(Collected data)
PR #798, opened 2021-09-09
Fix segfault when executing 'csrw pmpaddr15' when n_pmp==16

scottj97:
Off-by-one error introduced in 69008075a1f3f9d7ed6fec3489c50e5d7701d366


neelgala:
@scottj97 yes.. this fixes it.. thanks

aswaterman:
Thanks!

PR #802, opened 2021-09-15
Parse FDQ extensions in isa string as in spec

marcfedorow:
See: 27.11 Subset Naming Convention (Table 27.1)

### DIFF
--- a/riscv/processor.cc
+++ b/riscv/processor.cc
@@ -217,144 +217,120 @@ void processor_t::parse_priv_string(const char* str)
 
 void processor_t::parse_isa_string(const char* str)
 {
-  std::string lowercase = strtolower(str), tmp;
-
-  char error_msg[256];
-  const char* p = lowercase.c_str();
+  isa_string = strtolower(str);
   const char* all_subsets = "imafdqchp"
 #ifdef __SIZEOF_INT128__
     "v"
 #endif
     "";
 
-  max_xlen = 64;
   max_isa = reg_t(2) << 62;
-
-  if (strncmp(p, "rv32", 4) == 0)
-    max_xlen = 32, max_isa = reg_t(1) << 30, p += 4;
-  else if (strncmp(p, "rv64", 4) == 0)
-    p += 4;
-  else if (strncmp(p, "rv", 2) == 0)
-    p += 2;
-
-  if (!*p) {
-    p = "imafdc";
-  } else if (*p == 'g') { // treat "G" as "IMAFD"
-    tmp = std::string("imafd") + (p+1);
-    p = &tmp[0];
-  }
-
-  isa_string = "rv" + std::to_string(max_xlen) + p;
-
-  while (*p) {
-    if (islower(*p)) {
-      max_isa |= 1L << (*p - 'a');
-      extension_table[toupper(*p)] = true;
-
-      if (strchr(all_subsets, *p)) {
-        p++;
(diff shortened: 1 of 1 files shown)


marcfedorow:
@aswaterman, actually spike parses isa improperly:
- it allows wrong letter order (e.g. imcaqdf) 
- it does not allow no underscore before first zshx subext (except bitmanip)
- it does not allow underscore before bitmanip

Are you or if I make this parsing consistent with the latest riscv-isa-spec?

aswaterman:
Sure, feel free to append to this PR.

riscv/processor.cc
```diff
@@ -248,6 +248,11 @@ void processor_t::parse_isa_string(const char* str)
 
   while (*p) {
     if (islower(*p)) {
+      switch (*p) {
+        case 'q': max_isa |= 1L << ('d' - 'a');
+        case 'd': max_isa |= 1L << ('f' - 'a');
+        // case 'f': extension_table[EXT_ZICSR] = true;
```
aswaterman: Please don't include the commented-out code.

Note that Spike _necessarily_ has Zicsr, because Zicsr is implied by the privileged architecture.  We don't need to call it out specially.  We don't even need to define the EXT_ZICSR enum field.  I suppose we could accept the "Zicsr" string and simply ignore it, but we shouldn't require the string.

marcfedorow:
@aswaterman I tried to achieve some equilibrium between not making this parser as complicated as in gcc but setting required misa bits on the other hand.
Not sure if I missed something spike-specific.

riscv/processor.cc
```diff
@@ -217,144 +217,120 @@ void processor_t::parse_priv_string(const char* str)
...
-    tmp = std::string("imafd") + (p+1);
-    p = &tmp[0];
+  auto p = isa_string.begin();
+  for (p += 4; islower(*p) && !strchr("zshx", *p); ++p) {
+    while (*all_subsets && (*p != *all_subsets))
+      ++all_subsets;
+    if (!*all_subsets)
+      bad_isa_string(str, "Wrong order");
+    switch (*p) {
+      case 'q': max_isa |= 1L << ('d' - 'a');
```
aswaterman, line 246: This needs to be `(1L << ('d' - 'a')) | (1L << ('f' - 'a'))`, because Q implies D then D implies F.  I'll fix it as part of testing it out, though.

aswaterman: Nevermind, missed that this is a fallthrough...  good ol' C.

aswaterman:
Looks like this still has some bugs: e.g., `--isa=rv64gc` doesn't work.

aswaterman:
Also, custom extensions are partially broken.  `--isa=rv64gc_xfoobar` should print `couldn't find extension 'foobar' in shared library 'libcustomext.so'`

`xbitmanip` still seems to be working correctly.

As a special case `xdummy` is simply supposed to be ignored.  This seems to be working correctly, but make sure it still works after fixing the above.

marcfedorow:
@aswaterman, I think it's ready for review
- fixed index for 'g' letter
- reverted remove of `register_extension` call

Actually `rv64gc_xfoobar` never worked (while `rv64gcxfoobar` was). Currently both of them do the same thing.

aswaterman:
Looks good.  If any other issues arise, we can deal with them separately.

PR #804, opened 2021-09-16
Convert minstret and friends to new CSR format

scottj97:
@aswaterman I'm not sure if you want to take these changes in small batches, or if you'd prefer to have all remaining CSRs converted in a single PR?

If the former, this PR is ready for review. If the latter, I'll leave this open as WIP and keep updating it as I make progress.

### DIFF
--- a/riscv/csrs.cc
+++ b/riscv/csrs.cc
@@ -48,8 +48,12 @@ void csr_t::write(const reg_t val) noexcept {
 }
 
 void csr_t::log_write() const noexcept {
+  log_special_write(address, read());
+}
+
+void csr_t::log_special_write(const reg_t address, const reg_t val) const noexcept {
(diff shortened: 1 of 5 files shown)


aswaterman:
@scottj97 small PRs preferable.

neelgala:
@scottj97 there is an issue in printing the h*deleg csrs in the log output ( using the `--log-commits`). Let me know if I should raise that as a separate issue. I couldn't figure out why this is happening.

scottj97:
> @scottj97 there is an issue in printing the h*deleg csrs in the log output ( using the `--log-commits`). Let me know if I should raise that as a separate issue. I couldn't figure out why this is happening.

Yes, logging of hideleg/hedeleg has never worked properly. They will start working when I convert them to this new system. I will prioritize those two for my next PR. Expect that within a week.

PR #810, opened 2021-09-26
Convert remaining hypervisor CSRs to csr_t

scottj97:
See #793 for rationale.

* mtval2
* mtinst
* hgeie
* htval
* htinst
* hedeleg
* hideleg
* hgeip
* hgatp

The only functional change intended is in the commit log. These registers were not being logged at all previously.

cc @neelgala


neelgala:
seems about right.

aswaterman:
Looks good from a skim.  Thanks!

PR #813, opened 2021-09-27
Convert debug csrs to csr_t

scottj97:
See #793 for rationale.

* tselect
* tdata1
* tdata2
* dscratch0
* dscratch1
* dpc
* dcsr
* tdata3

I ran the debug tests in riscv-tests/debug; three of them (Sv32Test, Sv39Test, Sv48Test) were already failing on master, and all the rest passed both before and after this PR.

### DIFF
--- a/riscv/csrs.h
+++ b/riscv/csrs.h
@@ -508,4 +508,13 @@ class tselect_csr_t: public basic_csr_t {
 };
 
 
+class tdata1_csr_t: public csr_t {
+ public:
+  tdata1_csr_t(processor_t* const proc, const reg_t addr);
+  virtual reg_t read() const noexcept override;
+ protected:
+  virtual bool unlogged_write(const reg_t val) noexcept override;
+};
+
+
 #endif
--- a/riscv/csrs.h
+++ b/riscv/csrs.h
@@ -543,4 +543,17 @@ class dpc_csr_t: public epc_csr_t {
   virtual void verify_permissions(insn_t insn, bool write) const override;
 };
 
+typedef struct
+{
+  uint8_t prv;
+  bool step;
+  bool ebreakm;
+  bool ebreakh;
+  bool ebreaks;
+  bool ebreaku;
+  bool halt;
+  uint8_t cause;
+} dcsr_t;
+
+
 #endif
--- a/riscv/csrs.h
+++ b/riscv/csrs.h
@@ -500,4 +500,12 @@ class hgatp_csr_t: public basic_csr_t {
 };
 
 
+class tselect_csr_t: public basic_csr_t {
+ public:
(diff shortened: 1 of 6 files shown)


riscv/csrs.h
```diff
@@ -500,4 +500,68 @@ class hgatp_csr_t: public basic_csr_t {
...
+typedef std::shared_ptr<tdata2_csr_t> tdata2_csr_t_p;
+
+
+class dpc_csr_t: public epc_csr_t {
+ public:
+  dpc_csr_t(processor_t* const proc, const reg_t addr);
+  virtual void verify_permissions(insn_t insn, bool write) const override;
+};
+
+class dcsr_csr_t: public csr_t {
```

...

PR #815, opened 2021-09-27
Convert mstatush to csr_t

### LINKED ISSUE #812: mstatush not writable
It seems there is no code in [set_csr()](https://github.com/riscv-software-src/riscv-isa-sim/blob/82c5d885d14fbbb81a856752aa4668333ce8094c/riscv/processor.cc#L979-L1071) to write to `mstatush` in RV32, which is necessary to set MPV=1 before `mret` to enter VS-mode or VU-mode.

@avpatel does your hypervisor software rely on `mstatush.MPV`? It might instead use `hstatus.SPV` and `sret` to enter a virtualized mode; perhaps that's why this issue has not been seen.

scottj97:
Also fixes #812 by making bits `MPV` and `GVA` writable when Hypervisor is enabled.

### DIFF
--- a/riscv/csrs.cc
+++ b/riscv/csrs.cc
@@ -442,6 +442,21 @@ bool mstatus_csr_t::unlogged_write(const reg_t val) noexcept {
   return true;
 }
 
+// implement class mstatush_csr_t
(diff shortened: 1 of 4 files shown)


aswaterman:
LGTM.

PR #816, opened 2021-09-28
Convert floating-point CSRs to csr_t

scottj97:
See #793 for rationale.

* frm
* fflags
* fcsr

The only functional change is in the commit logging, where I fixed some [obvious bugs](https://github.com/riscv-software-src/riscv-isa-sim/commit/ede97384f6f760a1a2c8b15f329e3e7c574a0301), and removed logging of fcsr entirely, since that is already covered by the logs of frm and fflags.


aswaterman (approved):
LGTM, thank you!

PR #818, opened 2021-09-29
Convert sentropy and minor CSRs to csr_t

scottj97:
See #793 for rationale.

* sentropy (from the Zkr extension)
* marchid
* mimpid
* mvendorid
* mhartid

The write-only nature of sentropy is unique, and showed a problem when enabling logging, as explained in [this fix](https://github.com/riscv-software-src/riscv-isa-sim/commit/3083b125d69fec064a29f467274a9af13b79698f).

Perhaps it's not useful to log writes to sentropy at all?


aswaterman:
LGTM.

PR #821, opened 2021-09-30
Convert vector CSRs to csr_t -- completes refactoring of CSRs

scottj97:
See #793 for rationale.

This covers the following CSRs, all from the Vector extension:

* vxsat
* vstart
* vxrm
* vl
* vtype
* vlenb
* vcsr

## Exercise aim
Would you copy out every line in the records that includes the string "figure"?

## Task result
@scottj97 there is an issue in printing the h*deleg csrs in the log output ( using the `--log-commits`). Let me know if I should raise that as a separate issue. I couldn't figure out why this is happening.
> @scottj97 there is an issue in printing the h*deleg csrs in the log output ( using the `--log-commits`). Let me know if I should raise that as a separate issue. I couldn't figure out why this is happening.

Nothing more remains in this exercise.